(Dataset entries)
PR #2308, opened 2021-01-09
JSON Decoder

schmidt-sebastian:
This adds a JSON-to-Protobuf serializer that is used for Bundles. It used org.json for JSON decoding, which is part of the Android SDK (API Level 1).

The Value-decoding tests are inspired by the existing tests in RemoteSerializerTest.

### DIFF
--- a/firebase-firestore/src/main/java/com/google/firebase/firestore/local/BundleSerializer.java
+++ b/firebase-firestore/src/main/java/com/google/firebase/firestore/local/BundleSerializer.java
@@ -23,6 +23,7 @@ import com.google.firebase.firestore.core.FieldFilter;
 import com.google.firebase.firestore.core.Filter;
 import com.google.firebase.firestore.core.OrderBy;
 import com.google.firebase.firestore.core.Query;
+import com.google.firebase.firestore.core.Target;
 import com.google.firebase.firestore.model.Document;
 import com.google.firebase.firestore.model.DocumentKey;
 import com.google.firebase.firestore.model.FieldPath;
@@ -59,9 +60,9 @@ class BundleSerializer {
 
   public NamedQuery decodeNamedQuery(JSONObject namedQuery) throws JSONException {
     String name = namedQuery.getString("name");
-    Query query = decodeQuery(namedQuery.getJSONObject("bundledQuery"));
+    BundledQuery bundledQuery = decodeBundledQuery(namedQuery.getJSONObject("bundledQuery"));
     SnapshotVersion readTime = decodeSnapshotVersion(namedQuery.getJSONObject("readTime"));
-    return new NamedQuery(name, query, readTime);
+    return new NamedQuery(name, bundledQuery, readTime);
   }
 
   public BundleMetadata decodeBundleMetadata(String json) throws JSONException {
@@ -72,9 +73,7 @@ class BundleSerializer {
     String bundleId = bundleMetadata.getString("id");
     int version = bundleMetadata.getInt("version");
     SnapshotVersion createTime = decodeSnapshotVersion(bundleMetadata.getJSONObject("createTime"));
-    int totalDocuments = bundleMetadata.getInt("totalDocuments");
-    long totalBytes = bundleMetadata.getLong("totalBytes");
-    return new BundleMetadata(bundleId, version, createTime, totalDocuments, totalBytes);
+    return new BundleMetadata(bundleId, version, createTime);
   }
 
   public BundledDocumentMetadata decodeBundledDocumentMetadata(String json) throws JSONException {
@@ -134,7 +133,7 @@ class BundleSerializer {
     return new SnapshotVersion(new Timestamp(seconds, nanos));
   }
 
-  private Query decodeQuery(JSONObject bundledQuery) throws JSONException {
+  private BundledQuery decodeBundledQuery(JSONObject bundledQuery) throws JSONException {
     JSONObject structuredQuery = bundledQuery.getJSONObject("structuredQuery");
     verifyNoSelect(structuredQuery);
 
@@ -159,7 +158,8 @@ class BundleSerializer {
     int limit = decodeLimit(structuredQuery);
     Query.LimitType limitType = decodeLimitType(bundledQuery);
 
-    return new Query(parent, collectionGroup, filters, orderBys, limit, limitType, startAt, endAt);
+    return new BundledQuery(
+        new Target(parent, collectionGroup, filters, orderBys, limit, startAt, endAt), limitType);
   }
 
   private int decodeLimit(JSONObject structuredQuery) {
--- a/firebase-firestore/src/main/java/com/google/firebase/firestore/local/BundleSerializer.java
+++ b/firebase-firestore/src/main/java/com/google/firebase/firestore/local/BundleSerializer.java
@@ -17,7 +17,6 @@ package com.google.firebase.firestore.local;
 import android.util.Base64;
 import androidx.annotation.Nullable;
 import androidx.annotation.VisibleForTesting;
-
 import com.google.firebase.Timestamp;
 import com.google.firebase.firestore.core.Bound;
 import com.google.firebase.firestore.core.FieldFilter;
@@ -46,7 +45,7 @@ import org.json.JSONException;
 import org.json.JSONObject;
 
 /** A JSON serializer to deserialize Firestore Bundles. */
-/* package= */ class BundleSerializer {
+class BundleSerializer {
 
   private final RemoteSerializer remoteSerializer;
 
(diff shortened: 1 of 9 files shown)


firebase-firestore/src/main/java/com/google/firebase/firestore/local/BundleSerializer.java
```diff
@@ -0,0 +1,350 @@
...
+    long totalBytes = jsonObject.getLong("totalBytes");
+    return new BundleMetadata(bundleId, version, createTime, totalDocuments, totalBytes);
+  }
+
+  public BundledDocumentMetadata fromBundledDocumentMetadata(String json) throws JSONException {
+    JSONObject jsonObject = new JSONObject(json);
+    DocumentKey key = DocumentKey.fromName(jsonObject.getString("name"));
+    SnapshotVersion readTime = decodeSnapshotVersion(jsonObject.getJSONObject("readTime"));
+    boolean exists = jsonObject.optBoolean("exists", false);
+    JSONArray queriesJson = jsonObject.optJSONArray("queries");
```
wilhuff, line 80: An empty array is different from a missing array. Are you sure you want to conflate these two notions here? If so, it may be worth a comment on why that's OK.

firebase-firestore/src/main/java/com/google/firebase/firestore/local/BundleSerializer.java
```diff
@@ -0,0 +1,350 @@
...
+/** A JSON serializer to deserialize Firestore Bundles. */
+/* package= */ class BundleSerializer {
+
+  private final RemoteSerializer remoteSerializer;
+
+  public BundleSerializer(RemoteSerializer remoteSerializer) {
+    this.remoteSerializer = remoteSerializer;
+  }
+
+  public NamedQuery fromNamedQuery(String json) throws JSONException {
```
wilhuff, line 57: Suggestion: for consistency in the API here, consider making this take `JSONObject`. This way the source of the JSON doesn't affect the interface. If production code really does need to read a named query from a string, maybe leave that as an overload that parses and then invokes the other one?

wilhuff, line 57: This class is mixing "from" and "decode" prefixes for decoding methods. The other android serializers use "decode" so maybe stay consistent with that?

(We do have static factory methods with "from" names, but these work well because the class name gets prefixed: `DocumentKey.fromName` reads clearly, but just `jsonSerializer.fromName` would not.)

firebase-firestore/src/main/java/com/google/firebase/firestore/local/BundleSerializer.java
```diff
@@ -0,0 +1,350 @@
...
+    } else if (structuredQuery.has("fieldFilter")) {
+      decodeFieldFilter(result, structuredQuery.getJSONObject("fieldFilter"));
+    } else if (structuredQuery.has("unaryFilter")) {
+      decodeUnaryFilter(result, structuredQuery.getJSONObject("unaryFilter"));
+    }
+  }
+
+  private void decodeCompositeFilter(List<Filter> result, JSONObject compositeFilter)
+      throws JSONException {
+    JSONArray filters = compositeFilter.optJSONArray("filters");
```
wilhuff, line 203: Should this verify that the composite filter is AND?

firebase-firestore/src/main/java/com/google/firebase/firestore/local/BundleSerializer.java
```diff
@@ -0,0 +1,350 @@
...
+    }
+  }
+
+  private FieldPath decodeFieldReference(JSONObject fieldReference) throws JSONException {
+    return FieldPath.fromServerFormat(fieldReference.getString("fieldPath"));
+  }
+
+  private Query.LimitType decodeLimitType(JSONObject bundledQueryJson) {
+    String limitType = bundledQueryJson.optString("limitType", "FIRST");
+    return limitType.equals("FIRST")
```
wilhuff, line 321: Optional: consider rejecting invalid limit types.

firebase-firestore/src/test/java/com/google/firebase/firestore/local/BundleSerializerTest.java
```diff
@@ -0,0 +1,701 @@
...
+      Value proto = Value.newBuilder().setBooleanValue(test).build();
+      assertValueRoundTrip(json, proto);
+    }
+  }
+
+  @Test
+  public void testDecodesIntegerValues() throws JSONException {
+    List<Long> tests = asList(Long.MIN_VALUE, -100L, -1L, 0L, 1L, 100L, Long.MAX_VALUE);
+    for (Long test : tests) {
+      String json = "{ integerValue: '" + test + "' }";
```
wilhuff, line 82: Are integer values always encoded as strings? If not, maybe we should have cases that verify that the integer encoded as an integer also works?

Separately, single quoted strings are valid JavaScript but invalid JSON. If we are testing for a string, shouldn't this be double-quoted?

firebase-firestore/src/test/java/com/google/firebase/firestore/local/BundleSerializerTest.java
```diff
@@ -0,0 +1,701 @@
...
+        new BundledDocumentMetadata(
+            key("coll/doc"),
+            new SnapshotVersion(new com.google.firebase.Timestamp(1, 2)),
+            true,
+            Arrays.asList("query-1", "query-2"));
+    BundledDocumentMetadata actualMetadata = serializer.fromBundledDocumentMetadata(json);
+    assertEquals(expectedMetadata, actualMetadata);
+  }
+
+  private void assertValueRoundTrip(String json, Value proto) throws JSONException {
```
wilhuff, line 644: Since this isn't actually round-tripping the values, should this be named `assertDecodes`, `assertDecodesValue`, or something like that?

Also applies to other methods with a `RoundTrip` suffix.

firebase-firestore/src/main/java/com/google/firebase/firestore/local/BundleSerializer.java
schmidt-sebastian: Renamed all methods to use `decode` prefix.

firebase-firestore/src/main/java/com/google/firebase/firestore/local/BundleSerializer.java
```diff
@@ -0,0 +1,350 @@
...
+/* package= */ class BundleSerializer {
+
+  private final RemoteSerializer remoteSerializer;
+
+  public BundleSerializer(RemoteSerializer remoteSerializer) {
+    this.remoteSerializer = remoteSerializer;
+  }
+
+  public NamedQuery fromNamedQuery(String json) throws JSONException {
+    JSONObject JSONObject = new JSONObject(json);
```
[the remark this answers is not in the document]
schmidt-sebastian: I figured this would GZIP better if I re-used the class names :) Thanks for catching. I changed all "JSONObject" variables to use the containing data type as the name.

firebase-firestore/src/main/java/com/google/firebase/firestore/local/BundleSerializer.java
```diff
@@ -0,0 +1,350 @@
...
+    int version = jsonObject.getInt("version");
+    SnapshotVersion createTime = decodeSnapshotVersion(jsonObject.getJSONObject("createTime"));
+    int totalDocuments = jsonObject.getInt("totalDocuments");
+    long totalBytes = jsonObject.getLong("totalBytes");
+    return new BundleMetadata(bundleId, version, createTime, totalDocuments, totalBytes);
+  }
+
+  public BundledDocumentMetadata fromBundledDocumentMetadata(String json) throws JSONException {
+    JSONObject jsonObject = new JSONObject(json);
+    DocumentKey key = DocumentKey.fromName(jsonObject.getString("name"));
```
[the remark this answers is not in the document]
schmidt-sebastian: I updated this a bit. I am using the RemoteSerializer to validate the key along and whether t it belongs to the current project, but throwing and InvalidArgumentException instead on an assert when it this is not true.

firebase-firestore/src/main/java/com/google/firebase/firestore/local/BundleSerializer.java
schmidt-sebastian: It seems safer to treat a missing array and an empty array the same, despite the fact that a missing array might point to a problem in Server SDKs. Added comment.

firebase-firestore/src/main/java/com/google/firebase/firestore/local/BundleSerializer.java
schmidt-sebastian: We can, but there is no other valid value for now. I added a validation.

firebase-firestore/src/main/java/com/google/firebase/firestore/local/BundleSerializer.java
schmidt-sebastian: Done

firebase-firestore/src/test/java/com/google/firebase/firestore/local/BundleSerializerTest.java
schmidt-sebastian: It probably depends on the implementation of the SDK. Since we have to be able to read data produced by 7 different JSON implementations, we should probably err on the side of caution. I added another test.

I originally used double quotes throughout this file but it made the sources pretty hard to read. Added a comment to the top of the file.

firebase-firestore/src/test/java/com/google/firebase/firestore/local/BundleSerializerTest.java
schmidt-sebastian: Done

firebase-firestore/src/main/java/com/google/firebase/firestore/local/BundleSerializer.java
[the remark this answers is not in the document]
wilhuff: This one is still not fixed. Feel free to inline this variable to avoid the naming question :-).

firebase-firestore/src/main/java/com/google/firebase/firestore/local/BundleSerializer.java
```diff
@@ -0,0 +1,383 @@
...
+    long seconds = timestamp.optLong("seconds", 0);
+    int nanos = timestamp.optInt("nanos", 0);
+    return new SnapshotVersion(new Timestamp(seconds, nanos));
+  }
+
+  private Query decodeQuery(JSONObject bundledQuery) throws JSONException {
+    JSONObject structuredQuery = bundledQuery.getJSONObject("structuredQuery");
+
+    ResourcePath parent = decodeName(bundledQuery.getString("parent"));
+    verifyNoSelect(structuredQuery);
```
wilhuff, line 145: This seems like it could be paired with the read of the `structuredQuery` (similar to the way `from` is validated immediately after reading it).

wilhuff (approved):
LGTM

--

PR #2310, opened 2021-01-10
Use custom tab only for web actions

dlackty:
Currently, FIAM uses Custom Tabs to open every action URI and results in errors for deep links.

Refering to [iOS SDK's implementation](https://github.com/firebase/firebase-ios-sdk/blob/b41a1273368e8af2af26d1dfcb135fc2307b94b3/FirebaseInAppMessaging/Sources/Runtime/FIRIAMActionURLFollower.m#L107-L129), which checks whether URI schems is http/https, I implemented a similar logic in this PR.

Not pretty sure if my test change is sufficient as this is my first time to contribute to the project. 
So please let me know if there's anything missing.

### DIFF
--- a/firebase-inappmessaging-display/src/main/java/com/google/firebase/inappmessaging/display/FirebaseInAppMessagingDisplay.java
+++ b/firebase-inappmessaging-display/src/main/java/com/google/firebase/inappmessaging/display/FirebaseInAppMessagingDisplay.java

* * *

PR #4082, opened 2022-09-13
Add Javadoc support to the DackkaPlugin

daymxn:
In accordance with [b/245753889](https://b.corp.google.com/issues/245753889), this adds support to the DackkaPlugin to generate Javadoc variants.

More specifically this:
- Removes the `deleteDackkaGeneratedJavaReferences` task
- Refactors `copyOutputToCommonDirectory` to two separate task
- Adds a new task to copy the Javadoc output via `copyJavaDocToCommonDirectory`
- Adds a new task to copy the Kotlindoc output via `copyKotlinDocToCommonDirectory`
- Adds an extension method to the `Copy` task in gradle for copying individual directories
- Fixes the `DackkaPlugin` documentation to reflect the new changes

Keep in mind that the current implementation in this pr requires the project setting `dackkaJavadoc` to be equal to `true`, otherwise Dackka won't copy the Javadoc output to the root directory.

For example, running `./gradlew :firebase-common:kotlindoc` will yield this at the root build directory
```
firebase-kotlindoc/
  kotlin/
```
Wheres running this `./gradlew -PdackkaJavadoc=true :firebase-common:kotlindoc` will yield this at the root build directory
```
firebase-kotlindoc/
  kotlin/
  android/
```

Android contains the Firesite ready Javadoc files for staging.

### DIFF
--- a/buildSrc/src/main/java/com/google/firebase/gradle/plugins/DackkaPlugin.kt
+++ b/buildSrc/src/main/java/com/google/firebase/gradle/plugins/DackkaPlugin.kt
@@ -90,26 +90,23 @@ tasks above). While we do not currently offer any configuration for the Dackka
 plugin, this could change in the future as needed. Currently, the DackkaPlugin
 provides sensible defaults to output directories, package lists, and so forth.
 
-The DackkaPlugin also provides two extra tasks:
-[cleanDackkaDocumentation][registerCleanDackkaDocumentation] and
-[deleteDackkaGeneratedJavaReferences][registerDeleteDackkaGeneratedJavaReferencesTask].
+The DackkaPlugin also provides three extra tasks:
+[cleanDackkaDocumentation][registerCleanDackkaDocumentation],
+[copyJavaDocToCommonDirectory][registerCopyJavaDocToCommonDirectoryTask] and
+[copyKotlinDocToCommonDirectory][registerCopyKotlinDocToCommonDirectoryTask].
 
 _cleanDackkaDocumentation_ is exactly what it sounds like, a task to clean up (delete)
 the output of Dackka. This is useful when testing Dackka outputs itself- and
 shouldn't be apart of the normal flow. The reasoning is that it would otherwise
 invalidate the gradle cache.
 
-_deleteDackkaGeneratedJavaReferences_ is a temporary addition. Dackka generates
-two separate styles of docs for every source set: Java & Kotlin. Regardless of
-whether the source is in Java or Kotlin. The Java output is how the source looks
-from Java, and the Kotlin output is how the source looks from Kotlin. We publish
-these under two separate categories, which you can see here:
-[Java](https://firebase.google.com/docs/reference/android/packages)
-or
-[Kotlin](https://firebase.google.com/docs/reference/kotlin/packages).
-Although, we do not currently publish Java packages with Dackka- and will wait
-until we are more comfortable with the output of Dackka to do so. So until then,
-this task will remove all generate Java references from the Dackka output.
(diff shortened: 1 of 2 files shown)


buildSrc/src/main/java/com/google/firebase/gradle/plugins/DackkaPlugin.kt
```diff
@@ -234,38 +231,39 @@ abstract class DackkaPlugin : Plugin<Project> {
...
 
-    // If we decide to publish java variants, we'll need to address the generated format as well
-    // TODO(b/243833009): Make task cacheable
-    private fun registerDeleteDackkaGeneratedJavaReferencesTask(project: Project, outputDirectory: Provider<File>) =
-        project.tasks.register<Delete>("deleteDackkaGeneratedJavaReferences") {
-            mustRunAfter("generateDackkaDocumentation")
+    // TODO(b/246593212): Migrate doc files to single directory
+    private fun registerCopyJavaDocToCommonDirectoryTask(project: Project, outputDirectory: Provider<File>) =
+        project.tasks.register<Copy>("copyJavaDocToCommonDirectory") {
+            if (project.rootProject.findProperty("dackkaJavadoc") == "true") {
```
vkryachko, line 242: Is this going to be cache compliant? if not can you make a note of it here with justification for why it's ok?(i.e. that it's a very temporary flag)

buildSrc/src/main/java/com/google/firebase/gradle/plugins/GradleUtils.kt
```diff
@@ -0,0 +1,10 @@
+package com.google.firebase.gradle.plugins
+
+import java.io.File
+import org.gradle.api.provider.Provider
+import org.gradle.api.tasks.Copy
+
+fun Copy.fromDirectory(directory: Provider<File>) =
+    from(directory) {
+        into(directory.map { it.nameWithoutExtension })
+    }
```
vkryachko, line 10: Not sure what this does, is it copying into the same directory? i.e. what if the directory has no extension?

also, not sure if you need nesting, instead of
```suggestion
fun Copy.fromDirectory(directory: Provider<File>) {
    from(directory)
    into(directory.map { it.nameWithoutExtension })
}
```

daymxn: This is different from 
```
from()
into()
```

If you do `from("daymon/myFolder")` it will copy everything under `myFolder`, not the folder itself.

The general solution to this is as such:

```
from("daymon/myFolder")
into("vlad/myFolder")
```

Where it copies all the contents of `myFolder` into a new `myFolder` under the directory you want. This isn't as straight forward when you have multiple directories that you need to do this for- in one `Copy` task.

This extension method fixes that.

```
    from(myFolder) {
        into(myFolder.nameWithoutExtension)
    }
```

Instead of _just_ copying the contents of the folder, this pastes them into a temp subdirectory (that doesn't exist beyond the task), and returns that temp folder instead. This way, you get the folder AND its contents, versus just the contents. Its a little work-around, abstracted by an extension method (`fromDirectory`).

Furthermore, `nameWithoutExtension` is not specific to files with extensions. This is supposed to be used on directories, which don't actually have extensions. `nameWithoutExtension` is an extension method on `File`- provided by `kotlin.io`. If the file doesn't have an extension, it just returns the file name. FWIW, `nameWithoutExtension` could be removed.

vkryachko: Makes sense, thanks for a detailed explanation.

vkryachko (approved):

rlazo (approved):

> WHAT YOU NEED TO DO
Lines holding "strings": please count them in the data above and reply with the number alone.

> OUTPUT FOR THIS TASK
2